An electrotherapy device system comprising: an electrotherapy device housing; electronic circuitry disposed within the housing for delivering a therapeutic pulse to a patient; a controller disposed within the housing for determining which operation instructions to execute from ROM; a removable power supply, wherein the removable power supply has a functional module which communicates with the controller to provide additional functionality to the device. Similar to the embodiment above, the functional module may provide the following additional functionality: RS232, fax, modem functionality, and patient monitoring functionality. The removable power supply may also have an operation memory module which communicates with the controller to control the operation mode of the electrotherapy device. The operation instructions may alternatively be stored on the system memory or the operation memory module. In that case, the controller retrieves operation instructions from ROM based on the power supply type. Use types include: training, set-up, automated use, manual use, and manufacturing use. The operation memory module may identify a use type and the controller retrieves operation instructions from ROM based on the use type.
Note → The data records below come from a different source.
PR #1188, opened 2021-09-01
move pipeline from pmm-submodules repo to jenkins-pipeline

nikita-b:


atymchuk:
> To be honest it should have had name pmm2-submodules.groovy (instead of pmm-submodules.groovy) but it is more important to have the same name for job and pipeline file in my opinion
> [Percona-Lab/pmm-submodules#1996](https://github.com/Percona-Lab/pmm-submodules/pull/1996)

I would certainly agree if we didn't have a bunch of pipelines related to PMM1. But we do. If that is true, then it is much more reasonnable to name it `pmm2-submodules.groovy` and then think about how to put PMM1 and PMM2 related script apart.

atymchuk (approved):

pmm/pmm-submodules.groovy
```diff
@@ -0,0 +1,387 @@
+library changelog: false, identifier: 'lib@master', retriever: modernSCM([
```
atymchuk, line 1: Let's avoid confusion for right now and call it `pmm2-submodules.groovy`

atymchuk (changes requested):

atymchuk (approved):

PR #1193, opened 2021-09-07
fix contractor group name

nikita-b:


atymchuk (approved):
Sorry, we should have let you know in advance)

PR #1197, opened 2021-09-08
upgrade tests for a new version

nikita-b:


puneet0191 (approved):
Thanks a lot, great improvement, lets move this into a shared library too.

nikita-b:
@puneet0191 Yep, it was only a prototype :)
I moved the latest version to a library, I'm not sure about the list of versions in e2e tests and AMI upgrade...they are almost the same. Can we use the same versions for these tests?

Also, I plan to take version from pmm-submodules but it'll be in the next PR :)

pmm/pmm2-ami-upgrade-tests.groovy
```diff
@@ -60,6 +60,9 @@ void setInstanceAMIId(PMM_VERSION) {
         case "2.21.0":
             env.AMI_ID = "ami-0605d9dbdc9d6a233"
             break;
+        case "2.22.0":
+            env.AMI_ID = "ami-0c1521c259375cb43"
```
puneet0191, line 64: How are you sure about this? should we not wait until RC release day

puneet0191 (approved):
looks good to me, just one minor comment, THanks a lot for this, very useful

pmm/pmm2-ami-upgrade-tests.groovy
nikita-b: Do you mean 2.22.0 release day? We already have RC for 2.22.0 or do we add only released AMI here?

puneet0191: I think it is fine to use the RC version, I do the same, we use same for release also, but what if we need to build a new RC?

nikita-b: If we'll build a new RC we just replace ID here with a new PR :)

PR #1201, opened 2021-09-13
PMM-8625 adding additional checks on UI post client upgrade

puneet0191:


yurkovychv (approved):

pmm/pmm2-upgrade-tests.groovy
```diff
@@ -206,7 +206,7 @@ pipeline {
                     sh """
                         set -o errexit
                         set -o xtrace
-                        docker exec pmm-server yum update -y percona-release
+                        docker exec pmm-server yum update -y percona-release || true
```
nikita-b, line 209: Why do we need `true` here?

nikita-b (approved):

pmm/pmm2-upgrade-tests.groovy
puneet0191: I have to do it because we have this failing on specific versions, I could see this consistently failing on 2.16.0 with the following 
`Package percona-release-1.0-27.noarch.rpm is not signed`

PR #1236, opened 2021-10-11
PMM-8870 adding docker tag to upgrade job.

puneet0191:


pmm/pmm2-package-testing.groovy
```diff
@@ -98,7 +98,7 @@ pipeline {
             description: 'Type of Tests?',
             name: 'TESTS')
         choice(
-            choices: ['testing', 'experimental', 'main'],
+            choices: ['testing', 'experimental', 'main', 'tools_main', 'pmm2_client_main'],
```
nikita-b, line 101: I honestly don't like the name of the repos here. It seems a dash would be better: `tools-main`, `pmm2-client-main`.
But I don't have a strong opinion here;

puneet0191: okay, I think I agree with your point. Let me make changes.

PR #1237, opened 2021-10-11
PMM-7 move PMM v1 pipelines to separate directory and remove rewind for PMM 1

nikita-b:


pmm/v1/pmm-docker.groovy
```diff
@@ -12,7 +12,7 @@ pipeline {
     }
     parameters {
         string(
-            defaultValue: 'master',
+            defaultValue: 'main',
```
puneet0191, line 15: I think this should be 1.x?

PR #1267, opened 2021-10-29
PMM-9082 migrate to new farm

nikita-b:


puneet0191 (approved):

pmm/pmm2-ami.groovy
```diff
@@ -46,67 +35,42 @@ pipeline {
...
-                    sh """
-                        set -o pipefail
-                        ~/bin/packer build \
-                        -var 'pmm_client_repos=original testing' \
-                        -var 'pmm_client_repo_name=percona-testing-x86_64' \
-                        -var 'pmm2_server_repo=testing' \
-                        -only amazon-ebs -color=false packer/pmm2.json \
-                            | tee build.log
-                    """
+                sh 'make pmm2-ami-rc'
```
puneet0191, line 38: this approach could be cleaner, but for me, it decreases visibility to what repo values we are using for what parameter.

puneet0191 (approved):

pmm/pmm2-ami.groovy
nikita-b: I changed this because now we can run the build locally, just like we do in the pipeline. I think it's useful for debugging. But I agree that it slightly reduces visibility :(

atymchuk (approved):

PR #1333, opened 2021-12-13
DISTMYSQL-140: Create dev Jenkins pipeline for Orchestrator

kamil-holubicki:
https://jira.percona.com/browse/DISTMYSQL-140

Jenkins scripts for Orchestrator development purposes

### DIFF
--- a/orchestrator/jenkins/orchestrator-pipeline.groovy
+++ b/orchestrator/jenkins/orchestrator-pipeline.groovy
@@ -41,7 +41,7 @@ pipeline {
         stage('Integration Tests') {
             agent { label 'docker-32gb' }
             steps {
-                git branch: 'DISTMYSQL-140', url: 'https://github.com/kamil-holubicki/jenkins-pipelines'
+                git branch: 'master', url: 'https://github.com/Percona-Lab/jenkins-pipelines'
                 echo 'Run Orchestrator integration tests'
                 sh '''
                     # sudo is needed for better node recovery after compilation failure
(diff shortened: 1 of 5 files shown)


kamil-holubicki:
This PR is related to https://github.com/percona/orchestrator/pull/1 and the following comment applies to both.

The goal of this work is to connect Orchestrator's test environment to our Jenkins and be able to test it against various versions of Percona Server. This work should be done with minimal modification of original scripts, definitely should not be "rework from scratch".
Unfortunately, the original test environment is not flexible in the way we need, so we need to parameterize a few things (see PRs comments).
Yes, I know the current implementation is not optimal, it creates test env twice, it downloads PS tarball twice, but as said above, we just need to integrate what we have now to allow development/fixes. If necessary, we will improve it later.

The pipeline is deployed here:
https://ps80.cd.percona.com/job/mysql-orchestrator-pipeline
At this moment test failures are expected, because we need to fix DISTMYSQL-138 on top of this work.

orchestrator/jenkins/orchestrator-pipeline.groovy
```diff
@@ -0,0 +1,82 @@
...
+        skipDefaultCheckout()
+        skipStagesAfterUnstable()
+        timeout(time: 6, unit: 'DAYS')
+        buildDiscarder(logRotator(numToKeepStr: '200', artifactNumToKeepStr: '200'))
+    }
+    stages {
+        stage('Integration Tests') {
+            agent { label 'docker-32gb' }
+            steps {
+                git branch: 'DISTMYSQL-140', url: 'https://github.com/kamil-holubicki/jenkins-pipelines'
```
vorsel, line 44: Am I right that once this tested and verified, the links will point to some of our repos ?

kamil-holubicki: Yes, as it works as expected, I just committed corrected links.

EvgeniyPatlan (approved):

vorsel (approved):

PR #1352, opened 2021-12-23
PXB fails to build without libudev-devel

AgileStas:
CMake Warning at cmake/fido2.cmake:28 (MESSAGE):
  Cannot find development libraries.  You need to install the required
  packages:

    Debian/Ubuntu:              apt install libudev-dev
    RedHat/Fedora/Oracle Linux: yum install libudev-devel
    SuSE:                       zypper install libudev-devel

### DIFF
--- a/pxc/docker/install-deps
+++ b/pxc/docker/install-deps
@@ -87,12 +87,11 @@ if [ -f /usr/bin/yum ]; then
     patchelf lsof automake bzip2 gnutls gnutls-devel patch lsof socat qpress perl-XML-Simple \
     stunnel \
     cyrus-sasl-scram \
+    libudev-devel \
     "
 
     if [[ ${RHVER} -eq 8 ]]; then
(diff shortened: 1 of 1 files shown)


EvgeniyPatlan (approved):

pxc/docker/install-deps
```diff
@@ -91,6 +91,8 @@ if [ -f /usr/bin/yum ]; then
 
     if [[ ${RHVER} -eq 8 ]]; then
         PKGLIST+=" lz4 perl-Memoize perl-open valgrind-devel libubsan rpcgen libtirpc-devel boost-devel"
+	# At least PXB build fails if libudev-devel is absent
+        PKGLIST+=" libudev-devel"
```
altmannmarcelo, line 95: as per slack conversation, all distros need this library, not only centos8

altmannmarcelo (changes requested):

altmannmarcelo (approved):
LGTM

PR #1354, opened 2021-12-24
PMM-7 fix auth flow

nikita-b:
1. New versions of Github auth plugin used team slug instead of team name...
https://github.com/jenkinsci/github-oauth-plugin/commit/fcf8b7721a146e9adcc9d8bf68c88ddc5ed05e52
2. I removed `External Contractors` group because I didn't find it in GitHub and it was disabled a long time ago.


atymchuk:
> 2. I removed `External Contractors` group because I didn't find it in GitHub and it was disabled a long time ago.
No, it's still there, and we don't want to cut them off :)

atymchuk (approved):

PR #1375, opened 2022-01-17
Pmm 9461 fix pmm v1 build

nikita-b:


pmm/v1/pmm-ami.groovy
```diff
@@ -3,12 +3,12 @@ pipeline {
         specName = 'AMI'
     }
     agent {
-        label 'awscli'
+        label 'docker-farm'
```
atymchuk, line 6: I can imagine we'd call it a build farm, but too late :)

atymchuk (approved):

PR #3573, opened 2025-10-02
PXC-4760 Add support for running PXC 5.7 jenkins jobs on Hetzner

VarunNagaraju:
https://perconadev.atlassian.net/browse/PXC-4760

* Adds new CLOUD parameter to PXC 5.7 to run tests on hetzner.
* Replaces WITH_ASAN parameter with ANALYZER_OPTS with more options to compile with either ASAN or valgrind.
* Adds missing valgrind specific options to be passed with MTR.
* Adds Ubuntu noble as an additional platform to run tests on.
* Disables compilation with -DWITH_MAN_PAGES=OFF since it is not necessary for PXC testing and sphinx is not used for docs anymore which caused PXB compilation failure in Ubuntu noble.
* Minor refactoring.


pxc/jenkins/pxc57-pipeline.groovy
```diff
@@ -51,10 +59,17 @@ pipeline {
...
+           choices: [
+             '',
+             '-DWITH_ASAN=ON -DWITH_ASAN_SCOPE=ON',
+             '-DWITH_ASAN=ON',
+             '-DWITH_ASAN=ON -DWITH_ASAN_SCOPE=ON -DWITH_UBSAN=ON',
+             '-DWITH_ASAN=ON -DWITH_UBSAN=ON',
+             '-DWITH_UBSAN=ON',
+             '-DWITH_VALGRIND=ON'
+           ].join('\n'),
+           description: 'Analyzer options passed to CMake (ASAN/UBSAN/Valgrind)')
```
inikep, line 72: We should remove whole `parameters` section because it's duplicated with `pxc/jenkins/pxc57-pipeline.yml`.
In 8.0+ we removed `parameters` section many years ago and all works fine.

VarunNagaraju: Agree. 
If we're removing duplication, where should we leave the parameters section?
Leaving them in the yml file means that, the job needs to be updated(with jenkins-jobs tool) every time there is a change in any of the parameters. But, if we they're present in the groovy file, there is no need of updating the job, it will automatically picked up by jenkins.

VarunNagaraju:
@kamil-holubicki Yes, it was tested using https://pxc.cd.percona.com/job/pxc-5.7-pipeline-hetzner/ job with all the possible scenarios.

PR #3898, opened 2026-03-23
Install dependencies needed for PXC 9.6 build.

kamil-holubicki:


nogueiraanderson (changes requested):
@kamil-holubicki two findings from reviewing this PR:

**googletest URL mismatch (blocking)**

The URL downloads a `.tar.gz` but the local filename says `.zip`. Validated on CentOS Stream 9:

```
$ file googletest-release-1.17.0.zip
googletest-release-1.17.0.zip: gzip compressed data, from Unix

$ unzip -t googletest-release-1.17.0.zip
End-of-central-directory signature not found.
```

Also, the `build-binary-pxc` fallback constructs the URL `/archive/release-1.17.0.zip`, which returns HTTP 404 (googletest switched from `release-X.Y.Z` to `vX.Y.Z` tags at 1.13.0). On a cache miss the `until wget` loop hangs forever.

Suggested fix:
```bash
wget_loop 'googletest-release-1.17.0.zip' 'https://github.com/google/googletest/archive/refs/tags/v1.17.0.zip'
```

---

**Missing sanitizer packages (suggestion)**

`gcc-toolset-14-libasan-devel` and `gcc-toolset-14-libubsan-devel` are available in CentOS Stream 9 AppStream but not included here. Without them, ASAN/UBSAN sanitizer builds won't work with the 9.6 toolchain. devtoolset-15 includes them.

```
$ yum list available gcc-toolset-14-libasan-devel gcc-toolset-14-libubsan-devel
gcc-toolset-14-libasan-devel.aarch64    14.2.1-13.el9    appstream
gcc-toolset-14-libubsan-devel.aarch64   14.2.1-13.el9    appstream
```

hulyav:
Based on the discussion during the team meeting, not needed anymore.

PR #3924, opened 2026-03-27
PMM-14778 Add USE_ONDEMAND parameter to switch from spot to on-demand instances

talhabinrizwan:


ademidoff (approved):

pmm/v3/pmm3-image-scanning.groovy
```diff
@@ -4,7 +4,7 @@ This job helps run an image scan with Trivy
 
 pipeline {
     agent {
-        label 'agent-amd64-ol9'
+        label params.USE_ONDEMAND ? 'agent-amd64-ol9-ondemand' : 'agent-amd64-ol9'
```
ademidoff, line 7: IMO, we don't need this one to be on-demand :)

ademidoff:
Where can I find the code for the on-demand agent? Is it in the monorepo?

PR #3965, opened 2026-04-17
Fix eppel install for rhel10

eleo007:


pt/jenkins/pt-package-testing.groovy
```diff
@@ -19,6 +19,14 @@ setup_rhel_package_tests = { ->
     '''
 }
 
+setup_rhel10_package_tests = { ->
+    sh '''
+        sudo yum install -y https://dl.fedoraproject.org/pub/epel/epel-release-latest-10.noarch.rpm
+        sudo yum -y update
```
EvgeniyPatlan, line 25: do we really need to update everything in docker?

PR #3967, opened 2026-04-20
CLOUD-938 Add base work for image certification

valmiranogueira:
This PR adds standardized image certification pipelines for PSO, PSMDBO, PGO, and PXCO.

## What changed

- Added shared certification logic in `cloud/common/imageCertification.groovy`
- Added/updated certification pipelines for PSO, PSMDBO, PGO, and PXCO
- Created `certify_images.py` to:
  - install Go/preflight locally
  - support `amd64`, `arm64`, and `multiplatform`
  - store preflight artifacts in `preflight-results`
  - generate Jenkins JUnit XML results
  - mask sensitive tokens in logs
- Slack is only sent when at least one image passed or failed

## Certified Image Tag Pattern

Images are published to:

```text
quay.io/redhat-isv-containers/<project-id>:<tag>
```

Tag format:

```text
<release>
<release>-<component>
<release>-<component>-<source-image-version>

Examples:

1.2.0
1.2.0-pmm3
1.2.0-ps-8.4.3
1.2.0-psmdb-8.0.4-1
1.2.0-postgres-16.8
1.2.0-backup-2.0.0
```


cloud/jenkins/pso_image_certification.groovy
```diff
@@ -0,0 +1,244 @@
...
+    return images
+}
+
+def getTag(image) {
+    def parts = image.tokenize(":")
+    return parts.size() > 1 ? parts[-1] : "latest"
+}
+
+def buildTargetImage(key, image, params) {
+    def PS_OPERATOR_PROJECT_ID = "68f123a8583dd663019ea44d"
```
eleo007: I think these should be stored in jenkins creds and not shared openly in our git.

cloud/jenkins/pso_image_certification.groovy
```diff
@@ -0,0 +1,244 @@
...
+}
+
+pipeline {
+    agent {
+        label 'docker'
+    }
+
+    parameters {
+        string(name: 'BRANCH', defaultValue: '', description: 'Optional override. Defaults to release-{RELEASE}')
+        string(name: 'RELEASE', defaultValue: '1.0.0')
```
eleo007: Lets keep default as an empty string and set validation if nothing is provided - to exit with error. Otherwise by mistake we can re-appload incorrect images imho.

cloud/jenkins/pso_image_certification.groovy
```diff
@@ -0,0 +1,244 @@
...
+            defaultValue: false,
+            description: 'Skip preflight failure if image is already published'
+        )
+
+        password(
+            name: 'PYXIS_TOKEN', 
+            description: 'Access https://connect.redhat.com/account/api-keys to create one'
+        )
+
+        password(name: 'REGISTRY_USER_OPERATOR')
```
eleo007: Why not to use jenkins creds to store keys instead of entering them manually?

cloud/jenkins/pso_image_certification.groovy
```diff
@@ -0,0 +1,244 @@
...
+                            error("Image not found in release_versions: ${params.IMAGE}")
+                        }
+
+                        echo "Processing ${params.IMAGE} -> ${selectedImage}"
+
+                        def target = buildTargetImage(params.IMAGE, selectedImage, params)
+                        certifyImage(target, params)
+                    }
+                }
+            }
```
eleo007, line 173: I believe that we need post action that will:
- create artifacts with all the successfully certified images and failed ones if any.
- not sure but think would be nice to have: send message to slack channel re certif status the same as we have with tests.

cloud/jenkins/pso_image_certification.groovy
valmiranogueira: I thought it was okay to have it here since we have some id like: https://github.com/redhat-openshift-ecosystem/certified-operators/blob/main/operators/percona-server-mysql-operator-certified/ci.yaml

cloud/jenkins/pso_image_certification.groovy
valmiranogueira: Cause they need to change every release. Maybe not registry ones cause they have fixed values.

cloud/jenkins/pso_image_certification.groovy
valmiranogueira: I was thinking about not spam the slack channel, but I can add too

cloud/scripts/certify_images.py
```diff
@@ -0,0 +1,270 @@
...
+
+
+def ensure_go():
+    go_path = shutil.which("go")
+    if go_path:
+        return go_path
+
+    log("go not found, installing")
+
+    version = "1.22.5"
```
jvpasinatto: can we move this to the beginning of file and update this version?

cloud/jenkins/pso_image_certification.groovy
```diff
@@ -0,0 +1,244 @@
...
+              --dest_image ${target.dest} \
+              --component ${target.component} \
+              --platform ${platform}
+        """
+    }
+}
+
+pipeline {
+    agent {
+        label 'docker'
```
jvpasinatto: can we use hetzner  agents?

cloud/scripts/certify_images.py
```diff
@@ -0,0 +1,270 @@
+import argparse
+import subprocess
+import json
+import os
+import sys
+import shutil
+from datetime import datetime
+
```
jvpasinatto, line 9: since we will have a lot of python in this folder lets use ruff formatter to keep the same pattern as the others

cloud/scripts/certify_images.py
```diff
@@ -0,0 +1,270 @@
...
+    ], cwd=repo, env=env, quiet=True)
+
+    os.chmod("preflight", 0o755)
+    shutil.rmtree(repo)
+
+    log("preflight ready")
+
+
+def is_already_published(output: str) -> bool:
+    return "published image can't be updated" in output.lower()
```
jvpasinatto: i don't get it this func

cloud/jenkins/pso_image_certification.groovy
```diff
@@ -0,0 +1,244 @@
+def prepareSources(params) {
```
jvpasinatto: pls extract this and other common functions that can be re-used in others operators certification pipelines into a separated file. You then can load this file by something like`def helper = load "helper.groovy"`

cloud/jenkins/pso_image_certification.groovy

A method of operating an electrotherapy device system comprising: powering up an electrotherapy device; determining which operation mode is identified by a module within the battery housing; retrieving operating instructions based on the identified operation mode; and beginning electrotherapy device operation based on the retrieved instructions. Prior to powering up an electrotherapy device, a battery is installed. The identified operation mode could be training, administrative, automated use, manual use or manufacturing. The determining step includes retrieving operating instructions from the operation memory module. Alternatively, the determining step includes retrieving an identifier from the operation memory module. In this case, the identifier is an identifier that corresponds to the battery type and further wherein operating instructions retrieved are retrieved based on the identified battery type. Alternatively, the identifier is an identifier that corresponds to a use mode and further wherein the operating instructions retrieved are retrieved based on the use mode identified. An additional step of identifying additional functionality contained on the battery may also be provided.
A battery for use with a defibrillator, wherein the battery identifies an operational use mode of the defibrillator. In one embodiment, an operation memory module is associate with the battery. The operation memory module contains ROM associated with operation of the defibrillator.
A battery for use with a defibrillator wherein battery chemistry determines the use mode of the defibrillator.